Stored data entries:
----

PR #4999, opened 2024-10-14
fix(playground): plumb through model name and providers

### LINKED ISSUE #4989: [playground][gql] model provider and model name

axiomofjoy:
https://github.com/user-attachments/assets/06a3e467-b6cf-431e-9e38-d8852157a77d

resolves #4989

### DIFF
--- a/src/phoenix/server/api/queries.py
+++ b/src/phoenix/server/api/queries.py
@@ -88,7 +88,7 @@ class ModelNamesInput:
 @strawberry.type
 class Query:
     @strawberry.field
-    async def model_providers(self, info: Info[Context, None]) -> List[GenerativeProvider]:
+    async def model_providers(self) -> List[GenerativeProvider]:
         return [
             GenerativeProvider(
                 name="OpenAI",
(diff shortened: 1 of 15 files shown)


src/phoenix/server/api/queries.py
```diff
@@ -77,50 +80,88 @@
...
-        return [all_vendors[vendor] for vendor in vendors]
+            GenerativeProvider(
+                name="Anthropic",
+                key=GenerativeProviderKey.ANTHROPIC,
+            ),
+        ]
+
+    @strawberry.field
+    async def model_names(self, input: ModelNamesInput) -> List[str]:
+        if (provider_key := input.provider_key) == GenerativeProviderKey.OPENAI:
```
mikeldking, line 109: not blocking but we might want to just make this a filter eventually

mikeldking (approved):

src/phoenix/server/api/queries.py
axiomofjoy: Do you mean do the filtering by provider on the frontend? Is the thought to save the extra query when the provider is changed?

PR #5006, opened 2024-10-15
feat(playground): Implement editable input variable textareas (#4987)

cephalization:
https://github.com/user-attachments/assets/aabfe5ad-8d0a-4058-be8d-e1dc581e9e51

Uses codemirror without lang and with line wrapping.
Additionally, implements a variable value cache so that variable values stick around when changing syntax type or variable name.

### DIFF
--- a/app/src/pages/playground/PlaygroundInput.tsx
+++ b/app/src/pages/playground/PlaygroundInput.tsx
@@ -1,12 +1,13 @@
 import React from "react";
 
-import { Flex } from "@arizeai/components";
+import { Flex, Text, View } from "@arizeai/components";
 
 import { usePlaygroundContext } from "@phoenix/contexts/PlaygroundContext";
 import {
   selectDerivedInputVariables,
   selectInputVariableKeys,
 } from "@phoenix/store";
+import { assertUnreachable } from "@phoenix/typeUtils";
 
 import { VariableEditor } from "./VariableEditor";
 
@@ -16,15 +17,50 @@ export function PlaygroundInput() {
   const setVariableValue = usePlaygroundContext(
     (state) => state.setVariableValue
   );
+  const templateLanguage = usePlaygroundContext(
+    (state) => state.templateLanguage
+  );
+
+  if (variableKeys.length === 0) {
+    let templateSyntax = "";
+    switch (templateLanguage) {
+      case "f-string": {
+        templateSyntax = "{input name}";
+        break;
+      }
+      case "mustache": {
+        templateSyntax = "{{input name}}";
+        break;
+      }
+      default:
+        assertUnreachable(templateLanguage);
+    }
+    return (
+      <View padding="size-100">
+        <Flex direction="column" justifyContent="center" alignItems="center">
+          <Text color="text-700">
+            Add variable inputs to your prompt using{" "}
+            <Text color="text-900">{templateSyntax}</Text> within your prompt
+            template.
+          </Text>
+        </Flex>
+      </View>
+    );
+  }
+
   return (
     <Flex direction="column" gap="size-200" width="100%">
-      {variableKeys.map((key) => {
+      {variableKeys.map((variableKey, i) => {
         return (
           <VariableEditor
-            key={key}
-            label={key}
-            value={variables[key]}
-            onChange={(value) => setVariableValue(key, value)}
+            // using the index as the key actually prevents the UI from
+            // flickering; if we use the variable key directly, it will
+            // re-mount the entire editor and cause a flicker because key may
+            // change rapidly for a given variable
+            key={i}
+            label={variableKey}
+            value={variables[variableKey]}
+            onChange={(value) => setVariableValue(variableKey, value)}
           />
         );
       })}
--- a/app/src/pages/playground/PlaygroundInput.tsx
+++ b/app/src/pages/playground/PlaygroundInput.tsx
@@ -1,11 +1,36 @@
 import React from "react";
 
-import { Card } from "@arizeai/components";
+import { Card, Flex, TextArea } from "@arizeai/components";
+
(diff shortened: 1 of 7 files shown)


app/src/pages/playground/PlaygroundInput.tsx
```diff
@@ -1,11 +1,36 @@
...
+} from "@phoenix/store";
 
 export function PlaygroundInput() {
+  const variables = usePlaygroundContext(selectDerivedInputVariables);
+  const variableKeys = usePlaygroundContext(selectInputVariableKeys);
+  const setVariableValue = usePlaygroundContext(
+    (state) => state.setVariableValue
+  );
   return (
     <Card title="Input" collapsible variant="compact">
```
mikeldking, line 18: I would just remove the card here, the accordion header already shows that it's input

app/src/store/playground/playgroundStore.tsx
```diff
@@ -89,15 +89,13 @@ export const createPlaygroundStore = (
...
     inputMode: "manual",
     input: {
-      // TODO(apowell): When implementing variable forms, we should maintain a separate
-      // map of variableName to variableValue. This will allow us to "cache" variable values
-      // as the user types and will prevent data loss if users accidentally change the variable name
-      variables: {
-        // TODO(apowell): This is hardcoded based on the default chat template
-        // Instead we should calculate this based on the template on store creation
-        // Not a huge deal since this will be overridden on the first keystroke
+      // select variablesValueCache and variableKeys from the input in order
```
Parker-Stafford, line 92: what does this select mean? in what context are we selecting?

app/src/store/playground/playgroundStore.tsx
```diff
@@ -290,11 +288,55 @@ export const createPlaygroundStore = (
...
         }
       });
-      set({ input: { variables: { ...variables } } });
+      set({
+        input: { ...get().input, variableKeys: [...Array.from(variables)] },
+      });
+    },
+    setVariableValue: (key: string, value: string) => {
+      const input = get().input;
+      if ("variablesValueCache" in input) {
```
cephalization, line 297: It might be worth it to just split the "input" field into two fields; One for manualInput and datasetInput so that we don't have to do all of this type narrowing in the store.

I suppose that means we'd have to do it in our selectors or components instead but it depends on how much will change in the dataset version of the playground

app/src/store/playground/playgroundStore.tsx
cephalization: Good question. I should improve that comment. I meant that in order to see "variables with values" in the playground you need to select those two keys using a zustand selector and combine them. Will rewrite

app/src/store/playground/playgroundStore.tsx
```diff
@@ -290,11 +288,55 @@ export const createPlaygroundStore = (
...
+        set({
+          input: {
+            ...input,
+            variablesValueCache: { ...input.variablesValueCache, [key]: value },
+          },
+        });
+      }
     },
```
Parker-Stafford, line 305: why would this not be present? it's the only place where variable values can be set correct?

app/src/store/playground/playgroundStore.tsx
```diff
@@ -89,15 +89,13 @@ export const createPlaygroundStore = (
...
-      // map of variableName to variableValue. This will allow us to "cache" variable values
-      // as the user types and will prevent data loss if users accidentally change the variable name
-      variables: {
-        // TODO(apowell): This is hardcoded based on the default chat template
-        // Instead we should calculate this based on the template on store creation
-        // Not a huge deal since this will be overridden on the first keystroke
+      // select variablesValueCache and variableKeys from the input in order
+      // to capture the current value of all valid variables across all instances' prompts
+      // if you just select variablesValueCache, then you may display stale values
+      variablesValueCache: {
```
Parker-Stafford, line 95: are we ever evicting anything from this cache?

app/src/store/playground/playgroundStore.tsx
cephalization: It's because we have `input` typed as a union 

```
type DatasetInput = {
  datasetId: string;
};

type ManualInput = {
  variablesValueCache: Record<string, string>;
  variableKeys: string[];
};

type PlaygroundInput = DatasetInput | ManualInput;
```

Meaning I have to narrow what could be inside `input` by testing its keys

Parker-Stafford: oh are these basically typeguards against dataset input type? if so maybe would just make a typeguard and use it in all these places

app/src/store/playground/playgroundStore.tsx
```diff
@@ -290,11 +288,55 @@ export const createPlaygroundStore = (
...
+  return [];
+};
+
+/**
+ * Selects the derived input variables from the playground state
+ * @param state the playground state
+ * @returns the derived input variables
+ */
+export const selectDerivedInputVariables = (state: PlaygroundState) => {
+  if ("variableKeys" in state.input) {
```
Parker-Stafford, line 331: same here on typeguard

app/src/store/playground/playgroundStore.tsx
cephalization: Nope. In theory it will evict when users navigate pages though.

We can add eviction easily if we think it will be a problem

Parker-Stafford (approved):
nice

app/src/store/playground/playgroundStore.tsx
cephalization: Fixed

app/src/store/playground/playgroundStore.tsx
cephalization: Refactored into type guards

PR #5027, opened 2024-10-16
fix(playground): plumb through tool calls

### LINKED ISSUE #4988: [playground][gql] model tool calling parameters

axiomofjoy:
resolves #4988


src/phoenix/server/api/subscriptions.py
```diff
@@ -36,6 +53,30 @@
...
+@strawberry.type
+class FunctionCallChunk:
+    name: str
+    arguments: str
+
+
+@strawberry.type
+class ToolCallChunk:
+    id: str
+    function: FunctionCallChunk
```
Parker-Stafford, line 73: is the function field actually being chunked? or are you just yielding a toolcallchunk with the function field growing each time? That is, is there nested chunking happening here? If not the naming might be a bit confusing but i don't have a better thought, this is probably fine just curious of the mechanics

Parker-Stafford (approved):

src/phoenix/server/api/subscriptions.py
Parker-Stafford: That could work, or just leaving it as is. Either way works for me just a small thing that occurred to me when reading, your call!

axiomofjoy: I think these types might change when we do the mutation for non-streaming. Going to leave as is for now, I think it probably changes.

PR #5045, opened 2024-10-16
feat: Scaffold model invocation params form (#5040)

cephalization:
https://github.com/user-attachments/assets/fd4692a7-0a8c-4f3a-92b4-e5290421e62d


cephalization:
I think it's a known bug but o1 fails due to lack of `stream: false` support in the backend

app/src/pages/playground/InvocationParametersForm.tsx
```diff
@@ -0,0 +1,136 @@
...
+import { ModelConfig } from "@phoenix/store";
+import { Mutable } from "@phoenix/typeUtils";
+
+import { getInvocationParametersSchema } from "./playgroundUtils";
+import { InvocationParametersSchema } from "./schemas";
+
+/**
+ * Form field for a single invocation parameter.
+ *
+ * TODO(apowell): Should this be generic over the schema field data type? There
```
Parker-Stafford, line 14: What does this comment mean exactly? If it's a real todo might add an issue and link it here. The one below seems like a real follow up so might be nice to have the issue

app/src/pages/playground/InvocationParametersForm.tsx
```diff
@@ -0,0 +1,136 @@
...
+      <FormField
+        key={fieldKey}
+        field={fieldKey}
+        value={value === null ? undefined : (value as Mutable<typeof value>)}
+        onChange={(value) => onChange(fieldKey, value)}
+      />
+    );
+  });
+  return (
+    <Flex direction="column" gap="size-200">
```
Parker-Stafford, line 132: Should this be a form? We use https://www.react-hook-form.com/ react hook form, seem slike this could be used here iwth controllers etc. might be tough though with the genericness of it, but would probably give it a try, can be afollow up

app/src/pages/playground/schemas.ts
```diff
@@ -93,11 +95,80 @@ const chatMessageSchema = schemaForType<ChatMessage>()(
...
  */
-export const modelNameSchema = z.object({
+export const modelConfigSchema = z.object({
   [SemanticAttributePrefixes.llm]: z.object({
     [LLMAttributePostfixes.model_name]: z.string(),
+    [LLMAttributePostfixes.invocation_parameters]: z
+      .string()
+      .transform((s) =>
+        z
+          // TODO(apowell): specify schema for parameters that we care about
```
Parker-Stafford, line 108: ticket here

Parker-Stafford: just want to make sure that this won't fail and drop the model name if the invocation params are off, if so it might be worth parsing twice with two different schemas just so that we get as much information as we can. Let me know if this doesn't make sense and we can take a look together

app/src/pages/playground/schemas.ts
```diff
@@ -93,11 +95,80 @@ const chatMessageSchema = schemaForType<ChatMessage>()(
...
+ * Default set of invocation parameters for all providers and models.
+ */
+const baseInvocationParameterSchema = invocationParameterSchema.omit({
+  maxCompletionTokens: true,
+});
+
+/**
+ * Invocation parameters for O1 models.
+ */
+const o1BaseInvocationParameterSchema = invocationParameterSchema.pick({
```
Parker-Stafford, line 150: doesn't this result in all other invocation parameters being dropped?
https://zod.dev/?id=pickomit

or is that the only valid param for o1?

app/src/pages/playground/schemas.ts
```diff
@@ -93,11 +95,80 @@ const chatMessageSchema = schemaForType<ChatMessage>()(
...
+    "o1-mini": o1BaseInvocationParameterSchema,
+    "o1-mini-2024-09-12": o1BaseInvocationParameterSchema,
+  },
+  AZURE_OPENAI: {
+    default: baseInvocationParameterSchema,
+  },
+  ANTHROPIC: {
+    default: baseInvocationParameterSchema,
+  },
+} satisfies Record<
```
Parker-Stafford, line 171: nice, forced em to go back and read about satisfies, this is great

app/src/pages/playground/PlaygroundOutput.tsx
```diff
@@ -265,7 +268,26 @@ function PlaygroundOutputText(props: PlaygroundInstanceProps) {
...
+  };
+
+  const valid = invocationParametersSchema.safeParse(invocationParameters);
+  if (!valid.success) {
+    // TODO(apowell): We should fail open here and display all inputs.
+    // eslint-disable-next-line no-console
+    console.error(valid.error);
+    // Fall back to the model's invocation parameters.
+    invocationParameters = instance.model.invocationParameters;
+  }
```
Parker-Stafford, line 289: okay so this is happening before we send the parameters down to the server, i wonder if we should do this here or just let it fail. Is the thought that If we constrain the form properly seems like this should never be hit correct?

app/src/pages/playground/playgroundUtils.ts
```diff
@@ -164,12 +165,13 @@ function getModelConfigFromAttributes(
...
   | { modelConfig: ModelConfig; parsingErrors: never[] }
   | { modelConfig: null; parsingErrors: string[] } {
-  const { success, data } = modelNameSchema.safeParse(parsedAttributes);
+  const { success, data } = modelConfigSchema.safeParse(parsedAttributes);
   if (success) {
     return {
       modelConfig: {
         modelName: data.llm.model_name,
         provider: getModelProviderFromModelName(data.llm.model_name),
+        invocationParameters: data.llm.invocation_parameters,
```
Parker-Stafford, line 174: the error message below probably needs to be updated since it's only model name.

app/src/pages/playground/schemas.ts
Parker-Stafford: can we use your schema below with passthrough?

app/src/store/playground/types.ts
```diff
@@ -96,6 +97,8 @@ export type ModelConfig = {
   modelName: string | null;
   endpoint?: string | null;
   apiVersion?: string | null;
+  // TODO(apowell): Should we store this by provider/model? Should it be stored outside of the model config?
+  invocationParameters: Partial<Omit<InvocationParameters, "toolChoice">>;
```
Parker-Stafford, line 101: I don'tt hink we need to store it by provider / model. Since there is only one provider / model per instance t a time. Is your thought that if someone has temperature = 0.3 then switch to a model with no temperature then back you want to preserve .3 and not go back to 0 or whatever?

Parker-Stafford (approved):

app/src/pages/playground/schemas.ts
cephalization: It's so good once it clicks. You get inference similar to "as const" against some type without all the readonly garbage

app/src/pages/playground/PlaygroundOutput.tsx
cephalization: Yeah I am thinking we let this fail now. I wrote this before I did all the magic parsing/ form generation inside of the form itself

app/src/store/playground/types.ts
cephalization: I was kinda just writing these comments to capture my thoughts as I went along and then I forgot to remove them. I think it makes sense to _not_ store it by provider/model, in agreement with your reasoning.

app/src/pages/playground/PlaygroundOutput.tsx
cephalization: Updated the comments to more clearly explain whats going on

app/src/store/playground/types.ts
cephalization: Removed comment

app/src/pages/playground/schemas.ts
cephalization: I think so

cephalization: Okay so this turned out to be awesome. We can now read invocation params from the span and convert them into the expected format automatically, including snake cased keys.

app/src/pages/playground/__tests__/playgroundUtils.test.ts
```diff
@@ -303,6 +303,36 @@ describe("transformSpanAttributesToPlaygroundInstance", () => {
...
+      attributes: JSON.stringify({
+        ...spanAttributesWithInputMessages,
+        llm: {
+          ...spanAttributesWithInputMessages.llm,
+          // note that camel case keys are automatically converted to snake case
+          invocation_parameters:
+            '{"topP": 0.5, "maxTokens": 100, "seed": 12345, "stop": ["stop", "me"]}',
+        },
+      }),
+    };
```
Parker-Stafford: wait which direction it goes snake to camel right? can we get a test showing that with at least one param as well, c just convert one of these params

app/src/pages/playground/schemas.ts
Parker-Stafford: still want to make sure we can get llm model name and stuff even if invocation params are busted. Can also just not use zod for model name and just traverse to it if that makes it easier

cephalization: Fixed

app/src/pages/playground/__tests__/playgroundUtils.test.ts
cephalization: Updated comment and test, cursor got me mixed up 😂

PR #5052, opened 2024-10-17
feat(playground): plumb through and apply template variables

### LINKED ISSUE #5034: [playground] apply template variables when invoking the template
pass down template format in the graphql layer as well as the JSON field for the template variable values and apply them before invocation

axiomofjoy:
Applies template variables.

https://github.com/user-attachments/assets/b523b5de-d2f8-4efb-9047-27369e8f9da1

resolves #5034

### DIFF
--- a/app/src/components/templateEditor/constants.ts
+++ b/app/src/components/templateEditor/constants.ts
@@ -10,6 +10,6 @@
  * ```
  */
 export const TemplateLanguages = {
-  FString: "f-string", // {variable}
-  Mustache: "mustache", // {{variable}}
+  FString: "F_STRING", // {variable}
+  Mustache: "MUSTACHE", // {{variable}}
 } as const;
--- a/tests/utilities/test_template_formatters.py
+++ b/tests/utilities/test_template_formatters.py
@@ -2,68 +2,88 @@ from typing import Any, Dict
 
 import pytest
 
-from phoenix.utilities.template_formatters import TemplateFormatter
+from phoenix.utilities.template_formatters import (
+    FStringTemplateFormatter,
+    MustacheTemplateFormatter,
+    TemplateFormatter,
+)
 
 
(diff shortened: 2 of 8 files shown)


app/src/components/templateEditor/constants.ts
```diff
@@ -10,6 +10,6 @@
  * ```
  */
 export const TemplateLanguages = {
-  FString: "f-string", // {variable}
-  Mustache: "mustache", // {{variable}}
+  FString: "F_STRING", // {variable}
+  Mustache: "MUSTACHE", // {{variable}}
```
axiomofjoy, line 14: Changed these to be the same as the enums in the GraphQL layer.

tests/utilities/test_template_formatters.py
```diff
@@ -0,0 +1,125 @@
...
+        pytest.param(
+            MustacheTemplateFormatter,
+            "{{ hello }} + {{hello}} = {{ world }}",
+            {"hello": "1", "world": "2"},
+            "1 + 1 = 2",
+            id="mustache-duplicate-variables",
+        ),
+        pytest.param(
+            MustacheTemplateFormatter,
+            "{{ hello }}, {{ world }}",
```
cephalization, line 59: Does the mustache formatter support escaping?

I have it setup in the frontend to escape `\{{variable}}`, removing the slash during format

cephalization (approved):
Looks good but I'm a little worried about formatter/syntax highlighting drift

tests/utilities/test_template_formatters.py
axiomofjoy: Good call, will add.

axiomofjoy:
> Looks good but I'm a little worried about formatter/syntax highlighting drift

If it becomes a problem, can definitely move the formatting to the client

PR #5063, opened 2024-10-17
chore: isolated python environment for phoenix serve

RogerHYang:


cephalization (approved):
Works great without a venv using the following instructions

```
# install python, pnpm, node
pip install tox-uv
cd app; pnpm i; pnpm dev
```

----

GOAL OF THE EXERCISE: Which lines above contain the word "spanAttributesWithInputMessages"? Show each of them.

OUTPUT FOR THIS TASK:
+        ...spanAttributesWithInputMessages,
+          ...spanAttributesWithInputMessages.llm,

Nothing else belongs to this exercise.